Work request -> Copy out each line of the data below in which the string "github" appears.

[Recorded data]
________________

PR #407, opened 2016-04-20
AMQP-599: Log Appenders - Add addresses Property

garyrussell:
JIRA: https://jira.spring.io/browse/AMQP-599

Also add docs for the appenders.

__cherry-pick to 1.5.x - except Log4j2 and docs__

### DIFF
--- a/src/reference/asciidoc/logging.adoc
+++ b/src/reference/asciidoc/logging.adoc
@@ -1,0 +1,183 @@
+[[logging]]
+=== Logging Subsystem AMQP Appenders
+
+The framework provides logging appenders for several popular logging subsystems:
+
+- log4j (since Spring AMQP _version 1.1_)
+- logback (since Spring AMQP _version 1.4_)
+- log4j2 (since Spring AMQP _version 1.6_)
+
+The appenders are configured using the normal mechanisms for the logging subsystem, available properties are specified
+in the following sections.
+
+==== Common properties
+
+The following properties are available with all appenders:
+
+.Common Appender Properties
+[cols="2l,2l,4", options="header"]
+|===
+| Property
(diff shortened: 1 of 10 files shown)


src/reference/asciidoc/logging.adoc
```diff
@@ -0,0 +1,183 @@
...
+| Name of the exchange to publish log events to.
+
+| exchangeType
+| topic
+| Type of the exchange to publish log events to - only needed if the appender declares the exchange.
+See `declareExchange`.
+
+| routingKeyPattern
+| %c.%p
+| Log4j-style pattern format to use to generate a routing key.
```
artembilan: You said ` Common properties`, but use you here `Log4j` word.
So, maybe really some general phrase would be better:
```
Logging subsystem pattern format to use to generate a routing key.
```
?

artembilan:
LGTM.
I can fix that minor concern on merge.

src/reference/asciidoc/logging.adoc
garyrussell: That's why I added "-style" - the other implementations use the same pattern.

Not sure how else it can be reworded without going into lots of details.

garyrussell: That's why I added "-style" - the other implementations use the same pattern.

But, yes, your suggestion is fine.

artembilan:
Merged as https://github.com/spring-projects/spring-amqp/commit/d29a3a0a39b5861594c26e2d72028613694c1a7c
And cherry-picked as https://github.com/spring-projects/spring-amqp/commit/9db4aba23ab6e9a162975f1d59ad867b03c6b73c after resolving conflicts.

________________

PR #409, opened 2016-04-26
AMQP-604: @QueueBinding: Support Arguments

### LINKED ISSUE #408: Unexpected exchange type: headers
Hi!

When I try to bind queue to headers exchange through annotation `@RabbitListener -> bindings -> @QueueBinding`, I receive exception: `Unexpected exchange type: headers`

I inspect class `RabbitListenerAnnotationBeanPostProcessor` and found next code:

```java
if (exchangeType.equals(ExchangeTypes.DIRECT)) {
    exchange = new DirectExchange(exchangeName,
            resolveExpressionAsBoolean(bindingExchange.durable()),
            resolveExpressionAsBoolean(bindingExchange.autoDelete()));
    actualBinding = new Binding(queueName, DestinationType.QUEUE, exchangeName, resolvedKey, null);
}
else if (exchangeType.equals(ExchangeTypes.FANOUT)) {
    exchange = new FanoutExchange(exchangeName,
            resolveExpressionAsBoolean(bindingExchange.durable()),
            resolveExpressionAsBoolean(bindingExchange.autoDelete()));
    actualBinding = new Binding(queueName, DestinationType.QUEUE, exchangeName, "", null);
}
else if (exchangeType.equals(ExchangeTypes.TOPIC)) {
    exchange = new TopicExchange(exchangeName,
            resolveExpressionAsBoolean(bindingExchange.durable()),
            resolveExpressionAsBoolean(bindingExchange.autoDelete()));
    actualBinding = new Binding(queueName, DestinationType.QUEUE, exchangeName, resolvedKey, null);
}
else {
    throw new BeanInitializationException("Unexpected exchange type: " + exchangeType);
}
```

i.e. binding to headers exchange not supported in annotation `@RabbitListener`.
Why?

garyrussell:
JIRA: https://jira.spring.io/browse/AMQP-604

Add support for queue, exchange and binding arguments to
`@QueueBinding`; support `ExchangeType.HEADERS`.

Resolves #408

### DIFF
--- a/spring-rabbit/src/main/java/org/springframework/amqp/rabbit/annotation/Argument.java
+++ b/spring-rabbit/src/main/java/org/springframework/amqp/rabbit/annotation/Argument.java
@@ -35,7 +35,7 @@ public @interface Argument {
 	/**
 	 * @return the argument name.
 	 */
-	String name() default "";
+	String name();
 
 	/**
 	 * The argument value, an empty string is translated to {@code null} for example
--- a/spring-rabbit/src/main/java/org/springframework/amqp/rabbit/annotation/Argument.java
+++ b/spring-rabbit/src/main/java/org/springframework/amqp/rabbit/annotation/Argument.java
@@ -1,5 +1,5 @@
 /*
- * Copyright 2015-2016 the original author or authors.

________________

Written response ->
Merged as https://github.com/spring-projects/spring-amqp/commit/d29a3a0a39b5861594c26e2d72028613694c1a7c
And cherry-picked as https://github.com/spring-projects/spring-amqp/commit/9db4aba23ab6e9a162975f1d59ad867b03c6b73c after resolving conflicts.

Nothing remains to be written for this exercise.